Directions> Could you restate word for word every line from the one containing "allow file preview" to the end of the records, and nothing else?

Saved data entries
BEGIN
PR #6622, opened 2020-02-06
6290 dataset role mgmt api

### LINKED ISSUE #6290: Dataset Role Management API
As Dataverse user, I would like to assign a specific role/user to a specific dataset using the Native Api. As we can do with Dataverse. I didn't found it in the documentation.

Thanks in advance;
Flavio.

sekmiller:
Allows admins to assign roles to users at the dataset level

Closes #6290 Dataset Role Management API

None

None
No

**Additional documentation**:


src/main/java/edu/harvard/iq/dataverse/api/Datasets.java
```diff
@@ -1084,24 +1086,38 @@ public Response getLinks(@PathParam("id") String idSupplied ) {
...
+                    if (aRole.getAlias().equals(ra.getRole())) {
+                        theRole = aRole;
+                        break;
+                    }
+                }
+                dv = dv.getOwner();
             }
-            DataverseRole theRole = rolesSvc.findBuiltinRoleByAlias("admin");
+            if (theRole == null) {
+                return error(Status.BAD_REQUEST, "Can't find role named '" + ra.getRole() + "' in dataverse " + dataset.getOwner());
```
pdurbin: I think the new-ish rule is that when we touch APIs we should put the English in a bundle.

sekmiller: Added revoke and api messages to the Bundle.

kcondon:
@sekmiller Need GET after -X in list assignments example.

kcondon:
@sekmiller Discussed with @scolapasta and @djbrooke , please add inherited as well as directly assigned roles and indicate which is which.

djbrooke:
Thanks @kcondon for the discussion and @sekmiller for taking another pass at this!

PR #6441, opened 2019-12-06
6300/6396 additional dataset metadata via search api

sekmiller:
**What this PR does / why we need it**: Adds requested dataset information on requests via the Search API. Does not effect searches used by Search Include Fragment (loading the home page, etc.)

**Which issue(s) this PR closes**: 

Closes #6300 and closes #6396 

**Special notes for your reviewer**:  I ended up not adding indexing for this because the fields requested (create date, update date, data source, related publications, etc. aren't really useful as indexes. I made sure that the DB hits for collection the additional info only occur for retrieval of datasets via the SEARCH API.

**Suggestions on how to test this**: Add additional data to a dataset and see that it is returned via the SEARCH API. Run a search with that will return a draft dataset (while including a key that will give you access to that draft) and see that the version state is DRAFT and the published version is also returned if applicable.

**Does this PR introduce a user interface change?**: No.

**Is there a release notes update needed for this change?**: Not really. Could be mentioned as an enhancement

**Additional documentation**:

PR #6623, opened 2020-02-06
in Search API show fileCount for datasets #6601

### LINKED ISSUE #6601: Dataset file count in search results from API
Hi!

We have been recently working with search results and also retrieving dataset information. 

We are wondering whether it would be possible to get the file count for a dataset as part of the information being returned in each dataset information search result item.

We would find it very handy for our application

**Why do we need it?**
When showing dataset information in our application, we want to display the number of files that a dataset has as part of the search result. Currently, the only way to do this operation is by retrieving dataset information and calculating the files' array length.

**Why would this be useful for other people?**
Taking into consideration that people might be performing searches looking for dataset files, it would be handy to know whether a dataset contains files.

Thanks! 🚀

pdurbin:

Search API users have requested counts of files in datasets.

Closes #6601

Despite the noise I made in the issue about reindexing, I went for a database hit, nestled in several lines of other database hits. We already have the datasetVersion in our hands. It seemed pretty quick with my local testing, admittedly only a few files.

Look for "fileCount" in the response for datasets. It might be nice to test a dataset with many files to see if it's slow. A zero is returned, as expected, with no files.

No.

I didn't bother since it seems like a small feature. I'm reminded that some day we might want to keep an API change log. See also http://guides.dataverse.org/en/4.19/api/faq.html#is-there-a-changelog-of-api-functionality-that-has-been-added-over-time

**Additional documentation**:

None. I did update the JSON examples in the Search API docs to show "fileCount".

### DIFF
--- a/doc/sphinx-guides/source/api/search.rst
+++ b/doc/sphinx-guides/source/api/search.rst
@@ -116,6 +116,7 @@ https://demo.dataverse.org/api/search?q=trees
                        "Astronomy and Astrophysics",
                        "Other"
                     ],
+                    "fileCount":3,
                     "versionId":1260,
                     "versionState":"RELEASED",
                     "majorVersion":3,
@@ -291,6 +292,7 @@ The above example ``fq=publicationStatus:Published`` retrieves only "RELEASED" v
                     "subjects": [
                         "Medicine, Health and Life Sciences"
                     ],
+                    "fileCount":6,
                     "versionId": 53001,
                     "versionState": "RELEASED",
                     "majorVersion": 1,
@@ -323,6 +325,7 @@ The above example ``fq=publicationStatus:Published`` retrieves only "RELEASED" v
                     "subjects": [
                         "Medicine, Health and Life Sciences"
                     ],
+                    "fileCount":9,
                     "versionId": 53444,
                     "versionState": "RELEASED",
                     "majorVersion": 1,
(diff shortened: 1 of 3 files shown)


pdurbin:
> Are we always guaranteed to have the dataset/datasetversion db objects instantiated?

Yes, we are. Here's how we talk about this in https://github.com/IQSS/dataverse/releases/tag/v4.19

'The boolean parameter query_entities has been removed from the Search API. The former "true" behavior of "whether entities are queried via direct database calls (for developer use)" is now always true.'

This change was introduced in pull request #6441

landreev:
OK, I remember it now. 
We do have some hacky/optimized methods for instantiating entities with custom queries, instead of relying on the expensive .find() methods (we use them to populate the information in the search cards on the dataverse page, for example). We may consider using them for the Search API as well... but it may require some research, or at least testing. 
Definitely outside the scope for this.
Thanks. 

> Yes, we are. Here's how we talk about this in https://github.com/IQSS/dataverse/releases/tag/v4.19
> 
> 'The boolean parameter query_entities has been removed from the Search API. The former "true" behavior of "whether entities are queried via direct database calls (for developer use)" is now always true.'
> 
> This change was introduced in pull request #6441

pdurbin:
> I meant to ask about the decision not to index the number.

Probably we should have indexed the number (of files, `fileCount`). We now have an open issue about this:

- #8941

PR #6625, opened 2020-02-07
allow file preview and explore tools for Private URL users #6537

### LINKED ISSUE #6537: Support File Previews/Explore Tools for Private URL Users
END
Response>
allow file preview and explore tools for Private URL users #6537

### LINKED ISSUE #6537: Support File Previews/Explore Tools for Private URL Users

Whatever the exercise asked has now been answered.